Inevitably this new military program will force the government in Canberra to take a new look at its civil space program. According to a November 2006 government study, they abolished the Australia Space Office in 1996 and replaced it with a Space Forum that acts as an interagency committee. Their civil space program is pitifully small. What they will soon learn is that to have any sort of effective military space power, they need to have at least a minimal civilian space program to provide balance and a team of science-oriented professionals who understand space operations.
Inevitably this new military program will force the government in Canberra to take a new look at its civil space program. What they will soon learn is that to have any sort of effective military space power, they need to have at least a minimal civilian space program to provide balance and a team of science-oriented professionals who understand space operations. |
Australia will also have to judge for itself how much it wants to use American technology and launch services. The example of Australia’s role in the WGS is a powerful precedent. Yet there is no US military satellite project that matches Canberra’s requirements, though US commercial remote sensing satellite manufacturers could build the optical and multispectral ones. The radar satellites could perhaps be Israeli or Canadian, since no American firm has ever built anything that could fulfill this need.

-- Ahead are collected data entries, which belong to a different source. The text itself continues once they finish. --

PR #6319, opened 2022-05-27
[Gekidou] Navigation bar refactored

enahum:
```release-note
NONE
```


app/hooks/header.ts
```diff
@@ -28,93 +29,95 @@ export const useDefaultHeaderHeight = () => {
...
-            } else {
-                position = hasSearch ? largeHeight + HEADER_SEARCH_BOTTOM_MARGIN : diffHeight;
-            }
-            scrollTo(animatedRef, 0, position, true);
-        } else if (dir === 'down') {
-            const inset = largeHeight + (hasSearch ? HEADER_SEARCH_BOTTOM_MARGIN : 0);
-            if (offset < inset) {
-                scrollTo(animatedRef, 0, -insets.top, true);
+        if (onSnap && !snapping.value) {
+            snapping.value = true;
```
larkox, line 70: Why the "snapping guard"? It seems to be doing some synchronous task, so it will never (in theory) execute anything else between the two calls. Am I right?

app/hooks/header.ts
```diff
@@ -28,93 +29,95 @@ export const useDefaultHeaderHeight = () => {
...
+            }
         },
         onEndDrag: (e, ctx) => {
-            if (ctx.start !== undefined && Platform.OS === 'ios') {
+            if (ctx.start !== undefined) {
                 const dir = e.contentOffset.y < ctx.start ? 'down' : 'up';
                 const offset = Math.abs(e.contentOffset.y);
-                ctx.start = undefined;
                 snapIfNeeded(dir, offset);
             }
```
larkox, line 98: Shouldn't we do `ctx.draggint = false` here too?

app/components/navigation_header/search.tsx
```diff
@@ -37,11 +41,11 @@ const getStyleSheet = makeStyleSheetFromTheme((theme: Theme) => ({
 }));
 
 const NavigationSearch = ({
+    defaultHeight,
     largeHeight,
     scrollValue,
     hideHeader: setHeaderVisibility,
```
larkox, line 47: This was forgotten by me. Do you mind changing the name of the function and also the definition? (it is defined as `(bool) => void` instead of `() => void`).

larkox (approved):
LGTM, just some nitpicks here and there.

app/components/navigation_header/index.tsx
```diff
@@ -62,12 +58,17 @@ const NavigationHeader = ({
...
-        const calculated = -(insets.top + (scrollValue?.value || 0));
-        return {height: Math.max((normal + calculated), normal)};
-    }, []);
+        const minHeight = defaultHeight + insets.top;
+        const value = -(scrollValue?.value || 0);
+        const height = ((isLargeTitle ? largeHeight : defaultHeight)) + value + insets.top;
+        return {
+            height: Math.max(height, minHeight),
+            minHeight,
+            maxHeight: largeHeight + insets.top + 80,
```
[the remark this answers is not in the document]
enahum: That is exactly what we want.
The header will have a minHeight when is collapsed, then the height applies as the header expands/shrinks and finally the maxHeight is used the overscrolling the list (say to pull to refresh) so that the header does not expand all the way.

app/hooks/header.ts
enahum: Not really, we want to set this onMomentumEnd, yes is true that we are not dragging anymore, but setting it to false here will cause problems with onScroll

app/components/navigation_header/search.tsx
enahum: done

app/components/navigation_header/index.tsx
larkox, line 69: Can we name this 80?

larkox (approved):
LGTM, just one minor detail.

app/components/navigation_header/index.tsx
enahum: You can call it Valentina if you want 😎

Sure no problem, I'll assign it to a constant

larkox: If Valentina is the name that better define its function, yes, let's call it Valentina :laughing:

PR #6322, opened 2022-05-27
[Gekidou] Fix channel quick actions bottom sheet size

enahum:
#### Summary
The channel quick action bottom sheet was using 32% of the screen, but on small devices this wasn't enough to show all options, now instead we are setting the size of the bottom sheet based on the content height of the quick actions

#### Ticket Link
https://mattermost.atlassian.net/browse/MM-44664

```release-note
NONE
```


enahum:
> I'm wondering if it's worth having a `bottomPadding`, and allowing the user to scroll the actions if they ever increase? 0/5 - happy to have it at 270; I doubt the quick-actions will change often enough to matter.
> 
> 
> 
> Other than the conflicts, it looks good to me.

The entire bottom sheet will be revampt at some point, there is a ticket for that after beta.

The bottompadding that you suggest won't work..

In this case 270 is the height of the entire component

PR #6323, opened 2022-05-30
[Gekidou] Fetch (and save) groups on @mention auto-complete

shazm:
#### Summary

Groups are fetched and saved on the `@` mention auto-complete, falling back to a local lookup in case of an error.

Note - 
This does NOT save related data for GroupTeam / GroupChannel - so the local lookups will fail if team / channel constrained (for now - related data saves coming in next few PRs).

#### Ticket Link

https://mattermost.atlassian.net/browse/MM-43983

#### Checklist

- [ ] Has UI changes

#### Device Information
This PR was tested on: 

- iPhone 13 (SIM) / v15.0
- Pixel 5 (SIM) / API30

#### Release Note

```release-note

```


app/actions/remote/groups.ts
```diff
@@ -1,104 +1,89 @@
...
-        return client.getAllGroupsAssociatedToMembership(userId);
-    } catch (error) {
-        forceLogoutIfNecessary(serverUrl, error as ClientErrorProps);
-        return {error};
-    }
-};
+        // Save locally
+        if (!fetchOnly) {
+            return await storeGroups(serverUrl, response);
+        }
```
larkox, line 19: 0/5 on preparing the records always (I would say it should return the api object, to avoid preparing objects that we may not store to the database), but if we keep this approach:
- The function should be called something more like "prepareGroups", since it does not always store.
- Instead of the if, you can pass the fetchOnly field to the prepareRecordsOnlyArgument.

Regarding being able to use both Group and GroupModel, you can see files like https://github.com/mattermost/mattermost-mobile/blob/gekidou/app/components/user_item/user_item.tsx where we use both User and UserModel.

app/components/autocomplete/at_mention/at_mention.tsx
```diff
@@ -381,7 +382,7 @@ const AtMention = ({
 
             // No constraints? Search all groups
             if (!isTeamConstrained && !isChannelConstrained) {
-                fetchGroupsForAutocomplete(serverUrl, matchTerm || '').then((g) => {
+                searchGroupsByName(serverUrl, matchTerm || '')?.then((g) => {
```
larkox, line 385: Under what circumstances this may be undefined?

larkox (approved):
LGTM, just a few potential improvements.

app/actions/local/group.ts
```diff
@@ -0,0 +1,99 @@
...
+    try {
+        const groups = await fetchGroupsForAutocomplete(serverUrl, name);
+
+        if (groups && Array.isArray(groups)) {
+            return groups;
+        }
+        throw groups.error;
+    } catch (e) {
+        // eslint-disable-next-line no-console
+        console.log('searchGroupsByName - ERROR', e);
```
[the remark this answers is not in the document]
shazm: We probably don't - but there's 200+ `console.logs` currently; I assume we'll remove them before going GA; or at least get them to output to Sentry or something.

app/actions/remote/groups.ts
shazm: Ah good point - I already have `prepareGroups` so will use `storeGroups` just for store.

app/components/autocomplete/at_mention/at_mention.tsx
shazm: Whoops - it shouldn't be; a relic from previous code, have removed.

app/actions/remote/groups.ts
```diff
@@ -1,104 +1,104 @@
 // Copyright (c) 2015-present Mattermost, Inc. All Rights Reserved.
 // See LICENSE.txt for license information.
 
+import {storeGroups} from '@actions/local/group';
+import {prepareGroups} from '@app/queries/servers/group';
 import {Client} from '@client/rest';
+import DatabaseManager from '@database/manager';
 import NetworkManager from '@managers/network_manager';
 
 import {forceLogoutIfNecessary} from './session';
```
avinashlng1080, line 11: Just notice that all the network clients in this file are not bounded by a try-catch.  It is not guaranteed that you get one each time.

```
  let client: Client;
    try {
        client = NetworkManager.getClient(serverUrl);
    } catch (error) {
        return {error};
    }
```

avinashlng1080 (changes requested):
LGTM.  Just one "correction"  to be extra safe.

larkox (approved):

enahum (approved):
other than @avinashlng1080 comment, this LGTM

app/actions/remote/groups.ts
shazm: I'm not sure I follow; how is that different to

```
try {
    const client: Client = NetworkManager.getClient(serverUrl);
    return client.doSomething();
catch (error) {
    return {error};
}
```

I don't use the `client` beyond the the initial `try`, so I don't quite see why I should have it as `let client: Client;` outside the try catch.

If I want the `client` bound in its own try / catch; the code is a bit repetitive no?

```
let client: Client;
try {
    client = NetworkManager.getClient(serverUrl);
catch (error) {
    return {error};
}
try {
    const response = client.doSomething();
catch (error) {
    return {error};
}

return response;

```

avinashlng1080: My bad...there is some try-catch in this file... you're good to go :)

avinashlng1080 (approved):

PR #6328, opened 2022-05-31
[Gekidou] Update Markdown theme

enahum:
#### Summary
This PR addresses 3 things:
1. When using the app at the same time as the webapp and the theme is updating on the webapp, correct colors where not being updated because of the renderer reference used by the Markdown component
2. Latex now uses the correct color value for the math formulas
3. Emoji with unicode were attempting to find an emoji on the server without need

```release-note
NONE
```


larkox (approved):
LGTM. Just one consideration.

PR #6335, opened 2022-06-02
[Gekidou] multiple fixes

enahum:
#### Summary
Fixes in this PR:
* Properly track navigation stack in the Ephemeral Store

On the other hand, the Australians could turn to Europe, as they have done recently with their helicopter purchases. Italy’s Cosmo-Skymed has an excellent reputation and France’s Helios imaging satellites would provide a full military capability, though at a fairly steep price.
Any array of spacecraft designed to cover Australia’s area of interest will inevitably provide them with an unmatched level of situational awareness over most of the Earth’s southern hemisphere. How they chose to use this will lead to some potentially very interesting relationships or, on the other hand, to some new kinds of tensions. South Africa, Argentina, and Chile will find themselves under a whole new level of scrutiny and their reactions may not wholly benign.
In any case the Australians have shown once again that they do take their defense commitments seriously. Unlike some of America’s traditional allies, they are at least not taking a free ride.